- About this exercise -
Among the lines of the data, copy those that hold "which".

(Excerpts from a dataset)
PR #517, opened 2025-03-09
Poly hierarchy

diS3e:


symbolic-base/src/ZkFold/Base/Protocol/IVC/Internal.hs
```diff
@@ -86,6 +86,7 @@ type IVCAssumptions ctx0 ctx1 algo d k a i p c f =
     , RecursiveFunctionAssumptions algo d a i c (FieldElement ctx0) ctx0
     , ctx1 ~ ArithmeticCircuit a (RecursiveI i :*: RecursiveP d k i p c) U1
     , RecursiveFunctionAssumptions algo d a i c (FieldElement ctx1) ctx1
+    , Eq (ArithmeticCircuit a (RecursiveI i :*: RecursiveP d 1 i p c) U1 Par1)
```
TurtlePU, line 89: Why is this constraint needed?

symbolic-base/src/ZkFold/Base/Algebra/Polynomials/Univariate.hs
```diff
@@ -67,28 +44,88 @@ infixl 6 .+, +.
 
 -------------------------------- Arbitrary degree polynomials --------------------------------
 
--- TODO (Issue #17): hide constructor
-newtype Poly c = P (V.Vector c)
-    deriving (Eq, Show, Functor, Generic, NFData)
+class
+    ( Ring c
+    , AdditiveGroup (poly c)
+    ) => UnivariateRingPolynomial poly c where
```
TurtlePU, line 50: As it does not link different instantiations of `poly` together (`poly c` and `poly d` for different `c` and `d` in a single function signature), I think it's better to set `poly` to be a `Type` rather than `Type -> Type`, like this:
```haskell
-- | A "main" type should go last to allow deriving.
-- A functional dependency wouldn't hurt.
class (Ring c, AdditiveGroup poly) => UnivariateRingPolynomial c poly | poly -> c where
  constant :: c -> poly -- actually can be just a `FromConstant`
  fromPoly :: poly -> V.Vector c
  ...
```

symbolic-base/src/ZkFold/Base/Algebra/Polynomials/Univariate.hs
```diff
@@ -67,28 +44,88 @@ infixl 6 .+, +.
...
 
-constant :: c -> Poly c
-constant = P . V.singleton
+    fromPoly :: poly c -> V.Vector c
 
--- | A polynomial of form cx^d
---
-monomial :: Ring c => Natural -> c -> Poly c
-monomial d c = P $ V.fromList (replicate d zero P.<> [c])
+    lt :: poly c -> c
```
TurtlePU, line 56: A doc comment wouldn't hurt here

symbolic-base/src/ZkFold/Base/Algebra/Polynomials/Univariate.hs
```diff
@@ -67,28 +44,88 @@ infixl 6 .+, +.
...
+    deg :: poly c -> Integer
 
-instance {-# OVERLAPPING #-} FromConstant (Poly c) (Poly c)
+    toPoly :: V.Vector c -> poly c
+
+    monomial :: Natural -> c -> poly c
+
+    evalPoly :: poly c -> c -> c
+
+    scaleP :: c -> Natural -> poly c -> poly c
```
TurtlePU, line 67: A comment wouldn't hurt here

symbolic-base/src/ZkFold/Base/Algebra/Polynomials/Univariate.hs
```diff
@@ -251,57 +288,143 @@ instance (Field c, Eq c) => MultiplicativeMonoid (Poly c) where
...
-fromPolyVec (PV cs) = cs
+    -- -- p(x) = a0
+    polyVecConstant :: c -> pv c size
 
-rewrapPolyVec :: (V.Vector c -> V.Vector c) -> PolyVec c size -> PolyVec c size
-rewrapPolyVec f (PV x) = PV (f x)
+    -- p(x) = a1 * x + a0
+    polyVecLinear :: c -> c -> pv c size
+
+    -- p(x) = a2 * x^2 + a1 * x + a0
```
TurtlePU, line 316: In which order are `a2, a1, a0` supplied to the function? Is it like `@polyVecQuadratic a2 a1 a0 = a2 * x^2 + a1 * x + a0@` or the other way around?

symbolic-base/src/ZkFold/Base/Algebra/Polynomials/Univariate.hs
```diff
@@ -251,57 +288,143 @@ instance (Field c, Eq c) => MultiplicativeMonoid (Poly c) where
...
+newtype PolyVec c (size :: Natural) = PV (V.Vector c)
+    deriving (Eq, Show, Generic, NFData)
 
-scaleP :: Ring c => c -> Natural -> Poly c -> Poly c
-scaleP a n (P cs) = P $ V.replicate (fromIntegral n) zero V.++ fmap (a *) cs
+class
+    ( Ring c
+    , KnownNat size
+    , AdditiveGroup (pv c size)
+    ) => UnivariateRingPolyVec pv c size where
```
TurtlePU, line 300: Once again &mdash; what is the benefit of making `pv` of kind `Type -> Natural -> Type` rather than just `Type`?

diS3e: We need at least a `Natural -> Type` kind because of `polyVecInLagrangeBasis`

TurtlePU: I see
Then I'd consider dropping the `size` parameter from typeclass declaration:
```haskell
class (Ring c, forall size. KnownNat size => AdditiveGroup (pv size))
    => UnivariateRingPolyVec c pv where
  toPolyVec :: KnownNat size => V.Vector c -> pv size
  poly2vec :: (UnivariateRingPolynomial c poly, KnownNat size) => poly -> pv size
  ...

class (Field c, UnivariateRingPolyVec c pv, forall size. KnownNat size => Ring (pv size))
    => UnivariateFieldPolyVec pv c where
  (.*.) :: pv size -> pv size -> pv size
  polyVecInLagrangeBasis :: (KnownNat n, KnownNat size) => c -> pv n -> pv size
  ...
```

vlasin:
:fire:

symbolic-base/src/ZkFold/Base/Algebra/Basic/Class.hs
```diff
@@ -93,6 +93,9 @@ class Scale b a where
     default scale :: (FromConstant b a, MultiplicativeSemigroup a) => b -> a -> a
     scale = (*) . fromConstant
 
+class MultiScale p s g where
```
TurtlePU, line 96: I think a fundep `| p s -> g` can be added here to improve type inference a bit

TurtlePU: (Also maybe I'd rename it to something like "bilinear" as this is not really a scaling operation as it changes the type of the result)

symbolic-base/src/ZkFold/Base/Algebra/Basic/Field.hs
```diff
@@ -226,48 +226,51 @@ instance Field f => AdditiveGroup (Ext2 f e) where
...
     rootOfUnity n = (\r -> Ext2 r zero) <$> rootOfUnity n
 
-instance (FromConstant f f', Field f') => FromConstant f (Ext2 f' e) where
-    fromConstant e = Ext2 (fromConstant e) zero
+instance {-# OVERLAPPING #-} (Field f, IrreduciblePoly poly f e) => FromConstant Natural (Ext2 f e) where
+    fromConstant = flip scale one
 
-instance {-# OVERLAPPING #-} (Field f, Eq f, IrreduciblePoly f e) => FromConstant (Poly f) (Ext2 f e) where
-    fromConstant p = case fromPoly . snd $ qr p (irreduciblePoly @f @e) of
+instance {-# OVERLAPPING #-} (Field f, IrreduciblePoly poly f e) => FromConstant Integer (Ext2 f e) where
```
TurtlePU, line 256: I think the `FromConstant Natural` and `FromConstant Integer` instances can be removed since we have a `FromConstant c` instance which covers its cases

symbolic-base/src/ZkFold/Base/Algebra/Basic/Field.hs
```diff
@@ -319,23 +322,26 @@ instance (Field f, Eq f, IrreduciblePoly f e) => Field (Ext3 f e) where
 
     rootOfUnity n = (\r -> Ext3 r zero zero) <$> rootOfUnity n
 
-instance (FromConstant f f', Field f') => FromConstant f (Ext3 f' ip) where
-    fromConstant e = Ext3 (fromConstant e) zero zero
+instance {-# OVERLAPPING #-} (Field f, IrreduciblePoly poly f e) => FromConstant Natural (Ext3 f e) where
+    fromConstant = flip scale one
+
+instance {-# OVERLAPPING #-} (Field f, IrreduciblePoly poly f e) => FromConstant Integer (Ext3 f e) where
```
TurtlePU, line 328: Same here -- the `FromConstant c` instance covers this functionality

symbolic-base/src/ZkFold/Base/Algebra/Basic/Class.hs
vlasin: Hmm, I am thinking how about adding a class constraint (`Scale`) and a default implementation, instead?

diS3e: > I think a fundep `| p s -> g` can be added here to improve type inference a bit

Maybe we can specify the dependence of the result on the argument like this?
```haskell
class Container p where
    type Content p :: Type

class 
    ( Container s
    , Container p
    ) => MultiScale p s where

    mscale :: p -> s -> Content p
    default mscale :: (p ~ Content p, Scale s p) => p -> s -> Content p
    mscale = Haskell.flip scale

```

TurtlePU: > Maybe we can specify the dependence of the result on the argument like this?

I'd advise against doing so, because there is no inherent mathematical meaning behind introducing a typeclass other than constraining the class so that it is closer to what we have in Plonk. But, as for me, I cannot guess in advance -- maybe, we will need a similar abstraction somewhere else, where these `Container` constraints wouldn't make sense?

TurtlePU: Also, if we reformulate Plonk in the same way how it's done with IVC (using records of functions instead of class instences), we needn't introduce a MultiScale class at all -- we can just pass a function responsible for the bilinear operation as an argument of this record constructor

TurtlePU (approved):

vlasin (approved):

- Solution for this task -
TurtlePU, line 316: In which order are `a2, a1, a0` supplied to the function? Is it like `@polyVecQuadratic a2 a1 a0 = a2 * x^2 + a1 * x + a0@` or the other way around?
TurtlePU, line 256: I think the `FromConstant Natural` and `FromConstant Integer` instances can be removed since we have a `FromConstant c` instance which covers its cases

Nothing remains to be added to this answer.